(Collected data entries)

* * *

PR #29621, opened 2024-10-20
perf: use fixed-length arrays for known result sizes

GalacticHypernova:
### 📚 Description

Using fixed length arrays with direct assignment is very useful for performance when the output size is known. It allows for a constant O(1) as opposed to amortized O(1) like that of `Array.prototype.push`, which in hot code paths could make quite a big difference given it will not resize itself dynamically internally . This also optimizes its memory efficiency because the engine does not need to allocate more objects than necessary, and the GC has less work to do.


GalacticHypernova:
Once again, the ui-templates directory has been left untouched

packages/nuxt/src/app/components/nuxt-teleport-island-slot.ts
```diff
@@ -35,23 +35,23 @@ export default defineComponent({
     }
 
     return () => {
-      const vnodes: VNode[] = []
+      const vnodes: VNode[] = new Array(1)
```
danielroe, line 38: this array might have either 1 or 2 members - is it worth optimising it for 1?

GalacticHypernova: From the very scarce resources about the internal operations in arrays, in v8, JSC, and Bun, using `push` immediately allocates space for ~8-16 spaces, and then doubles capacity on each push where it exceeds the array length

If it ends up with 1 element, then it avoids those extra 7-15 spaces. If it ends up with 2 elements, it would allocate another single place, which means it would be left with exactly 2 spots for 2 elements, once again avoiding the extra space

packages/nuxt/src/components/templates.ts
```diff
@@ -118,20 +118,27 @@ export const componentsTypeTemplate = {
...
+      componentExports[i] = `${pascalName}: ${type}`
+    }
     return `
 import type { DefineComponent, SlotsType } from 'vue'
 ${nuxt.options.experimental.componentIslands ? islandType : ''}
 interface _GlobalComponents {
-  ${componentTypes.map(([pascalName, type]) => `    '${pascalName}': ${type}`).join('\n')}
-  ${componentTypes.map(([pascalName, type]) => `    'Lazy${pascalName}': ${type}`).join('\n')}
+    '${components.join('\n    \'')}
+    'Lazy${components.join('\n    \'Lazy')}
```
danielroe, line 133: I'm pretty sure there's no benefit to switching from `.map` as this already is able to optimise by creating an array with the correct number of elements.

GalacticHypernova: That's exactly the problem, it makes 4 total arrays and 4 total iterations.

Let's take the Vuetify Nuxt module for example, given that they're working on migrating from a custom Vite plugin to Nuxt's component system:

They have, from a rough estimate of mine, 76 components.

The current approach makes a total of 304 elements in 4 arrays (76 elements in each array) and 4 iterations over them (so 304 counts in total).

The new approach makes a total of 152 elements in 2 arrays (76 elements in each array) and 1 iteration only (so 76 counts in total).

All of this calculation does not even take into consideration the delayed hydration PR, which will introduce LazyIdle, LazyVisible, LazyPromise, LazyTime, LazyMedia, LazyEvent, and  LazyNever, which will make it 9 types in total (76 * 9 = 684 components in total)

* * *

• _What you need to do_: With no line omitted, copy all the data exactly.

• _Solution to the problem_:
PR #29621, opened 2024-10-20
perf: use fixed-length arrays for known result sizes

GalacticHypernova:
### 📚 Description

Using fixed length arrays with direct assignment is very useful for performance when the output size is known. It allows for a constant O(1) as opposed to amortized O(1) like that of `Array.prototype.push`, which in hot code paths could make quite a big difference given it will not resize itself dynamically internally . This also optimizes its memory efficiency because the engine does not need to allocate more objects than necessary, and the GC has less work to do.


GalacticHypernova:
Once again, the ui-templates directory has been left untouched

packages/nuxt/src/app/components/nuxt-teleport-island-slot.ts
```diff
@@ -35,23 +35,23 @@ export default defineComponent({
     }
 
     return () => {
-      const vnodes: VNode[] = []
+      const vnodes: VNode[] = new Array(1)
```
danielroe, line 38: this array might have either 1 or 2 members - is it worth optimising it for 1?

GalacticHypernova: From the very scarce resources about the internal operations in arrays, in v8, JSC, and Bun, using `push` immediately allocates space for ~8-16 spaces, and then doubles capacity on each push where it exceeds the array length

If it ends up with 1 element, then it avoids those extra 7-15 spaces. If it ends up with 2 elements, it would allocate another single place, which means it would be left with exactly 2 spots for 2 elements, once again avoiding the extra space

packages/nuxt/src/components/templates.ts
```diff
@@ -118,20 +118,27 @@ export const componentsTypeTemplate = {
...
+      componentExports[i] = `${pascalName}: ${type}`
+    }
     return `
 import type { DefineComponent, SlotsType } from 'vue'
 ${nuxt.options.experimental.componentIslands ? islandType : ''}
 interface _GlobalComponents {
-  ${componentTypes.map(([pascalName, type]) => `    '${pascalName}': ${type}`).join('\n')}
-  ${componentTypes.map(([pascalName, type]) => `    'Lazy${pascalName}': ${type}`).join('\n')}
+    '${components.join('\n    \'')}
+    'Lazy${components.join('\n    \'Lazy')}
```
danielroe, line 133: I'm pretty sure there's no benefit to switching from `.map` as this already is able to optimise by creating an array with the correct number of elements.

GalacticHypernova: That's exactly the problem, it makes 4 total arrays and 4 total iterations.

Let's take the Vuetify Nuxt module for example, given that they're working on migrating from a custom Vite plugin to Nuxt's component system:

They have, from a rough estimate of mine, 76 components.

The current approach makes a total of 304 elements in 4 arrays (76 elements in each array) and 4 iterations over them (so 304 counts in total).

The new approach makes a total of 152 elements in 2 arrays (76 elements in each array) and 1 iteration only (so 76 counts in total).

All of this calculation does not even take into consideration the delayed hydration PR, which will introduce LazyIdle, LazyVisible, LazyPromise, LazyTime, LazyMedia, LazyEvent, and  LazyNever, which will make it 9 types in total (76 * 9 = 684 components in total)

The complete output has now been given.